书房里面,陆振华坐在太师椅里,目光一直盯着面前的一张纸。如萍和心萍端着夜宵走了进去。李副官在门口守着,见了她们两,连忙站直了身子,给她们开门。如萍跟着心萍走进去,看着陆振华,她竟觉得他全身染上了一层哀伤。
“爸爸。”
心萍把托盘放下了,轻声叫了陆振华一声。陆振华这才抬起头来,伸手去接碗,一边道:“你们都坐下吧。”
陆振华低头吃着面。他吃饭的速度很快,如萍自己刚夹了两筷子,他已经吃完了一碗。如萍没什么胃口,抬起头来看着陆振华:“爸爸,是不是外面的情况很不好?”
陆振华坐直了身子,端过了第二碗面,应了一声:“北平都戒严了。我们家和金府,哼,那可是当贼一样地防着呢。”
“那总统府呢?”
心萍追问道。
“总统并不在总统府。现在的一切事宜,都是白雄起一个人。”
陆振华的手不自主地摸着那杆枪,“他向总统建议,调了安徽南京那边的兵过去山东,却是夹道欢迎倭寇们进北平。今天下午倭寇就进了北平了!我的兵,全被堵在了城外,竟拿大炮对准的。”
如萍的筷子啪的一声掉到了地上:“可是金总理昨天早上才过来找的您啊。您和金家平常也有往来,昨天压根儿没有调兵的迹象,白雄起是怎么知道的呢!”
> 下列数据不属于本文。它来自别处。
PR #44, opened 2020-11-13
Implement NodePublishVolume and Bugfixes

wlan0:
@Praveenrajmani @nitisht


pkg/apis/direct.csi.min.io/v1alpha1/types.go
```diff
@@ -61,7 +62,7 @@ type DirectCSIDrive struct {
 	// +optional
 	DriveStatus DriveStatus `json:"driveStatus,omitempty"`
 	// +optional
-	Topology *csi.Topology `json:"topology,omitempty"`
+	Topology map[string]string `json:"topology,omitempty"`
```
wlan0, line 65: Cannot use csi.Topology because DeepCopy is not implemented for it. Defaulting this to map[string]string

pkg/apis/direct.csi.min.io/v1alpha1/types.go
```diff
@@ -116,11 +117,15 @@ type DirectCSIVolume struct {
 	metav1.ObjectMeta `json:"metadata"`
 
 	// +optional
-	OwnerDrive *DirectCSIDrive `json:"ownerDrive,omitempty"`
+	OwnerDrive string `json:"ownerDrive,omitempty"`
```
wlan0, line 120: We should store a reference to the object (its name), rather than a copy of it. Otherwise we'll have multiple sources of truth

pkg/node/node.go
```diff
@@ -118,57 +116,131 @@ func (n *NodeServer) NodeGetCapabilities(ctx context.Context, req *csi.NodeGetCa
...
 }
 
 func (n *NodeServer) NodeStageVolume(ctx context.Context, req *csi.NodeStageVolumeRequest) (*csi.NodeStageVolumeResponse, error) {
 	vID := req.GetVolumeId()
-	stagingTargetPath := req.GetStagingTargetPath()
-
 	if vID == "" {
 		return nil, status.Error(codes.InvalidArgument, "volume ID missing in request")
 	}
+	stagingTargetPath := req.GetStagingTargetPath()
```
wlan0, line 186: for idempotency. If it has already been staged. Then just respond with OK

pkg/node/node.go
```diff
@@ -118,57 +116,131 @@ func (n *NodeServer) NodeGetCapabilities(ctx context.Context, req *csi.NodeGetCa
...
 		if cErr != nil {
 			return status.Error(codes.NotFound, cErr.Error())
 		}
-		csiDrive := dvol.OwnerDrive
+
+		if dvol.StagingPath == stagingTargetPath {
+			return nil
+		}
+
+		csiDrive, err := directCSIClient.DirectCSIDrives().Get(ctx, dvol.OwnerDrive, metav1.GetOptions{})
```
wlan0, line 203: pulling value from the reference.

pkg/node/node_controller.go
```diff
@@ -54,7 +55,11 @@ func (b *DirectCSIDriveListener) Delete(ctx context.Context, obj *v1alpha1.Direc
 }
 
 func startController(ctx context.Context) error {
-	ctrl, err := listener.NewDefaultDirectCSIController("node-controller", "leader-lock", 40)
+	hostname, err := os.Hostname()
+	if err != nil {
+		return err
+	}
+	ctrl, err := listener.NewDefaultDirectCSIController("node-controller", hostname, 40)
```
wlan0, line 62: this is to ensure that controllers from different nodes act as independent controllers, instead of a combined unit with a leader

pkg/node/utils.go
```diff
@@ -323,43 +322,3 @@ func WalkWithFollow(path string, callback func(path string, info os.FileInfo, er
 	}
 	return nil
 }
-
```
wlan0, line 326: moved it to its own file.

wlan0:
I've left comments for reviewers

Praveenrajmani (approved):

nitisht (approved):

PR #51, opened 2020-11-23
Replace uuids with sha256(nodeId-devicePath) for csi drive names

Praveenrajmani:
- This avoids creating new csidrives upon direct-csi (node) controller restarts
- Hash(NodeId-devicePath) will serve as a unique name for identifying csidrives

- Also, Clean up the go.mod by running `go mod tidy`


pkg/node/utils.go
```diff
@@ -174,7 +173,8 @@ func FindDrives(ctx context.Context, nodeID string, procfs string) ([]*direct_cs
 			}
 		}
 		v.OwnerNode = nodeID
-		driveName := uuid.NewUUID().String()
+		objName := strings.Join([]string{nodeID, v.Path}, "-")
+		driveName := fmt.Sprintf("%x", md5.Sum([]byte(objName)))
```
harshavardhana, line 177: instead of md5 use sha256 @Praveenrajmani to avoid any conflicts `sha256-simd` package can be used here. 

Also not sure why the variable name is `objName` isn't it `driveName` ?

Praveenrajmani: Will change @harshavardhana

harshavardhana:
Update the PR title @Praveenrajmani

nitisht (approved):
LGTM

wlan0 (approved):

PR #53, opened 2020-11-24
Add support for mountOptions in drive add command

nitisht:
Also update the drive list output table to show
servers in a separate column.


wlan0:
@nitisht looks good overall. You need to regenerate the CRDs using ./hack/update-codegen.sh

wlan0 (changes requested):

与此同时,金铨坐在大厅里的沙发上,面色凝重。金太太也坐在一侧。其他的人都围坐在一起,却没有一个人开口。忽听有人回报:“七少爷回来了。”
“爸,到底怎么回事?怎么您会被撤职了。”
金燕西大踏步地进来,一脸的焦急,“爸,我在白家听说了这事,真是吓了我一跳。好好的,怎么突然发生了这事。”
金铨抬起头来:“你刚才说你在哪里,和谁在一起?”
金燕西回答道:“白秀珠啊。不是您让我给她赔罪的吗?我昨天去了,她嫂嫂让我今天一定要过去吃饭,说是有话跟我说。”
“你在白家碰到白雄起了?”
金太太突然开了口。
“是啊。昨天去的时候,秀珠的哥哥正要出门,说是要来拜访父亲,我说父亲去了陆家,想是有要事。他就说改日再登门。”
金燕西一头雾水,“怎么了吗?”
金铨腾地一下站了起来,啪的一声,他一巴掌扇了过去:“孽障!我怎么就养了你这个不长脑子的孽障!”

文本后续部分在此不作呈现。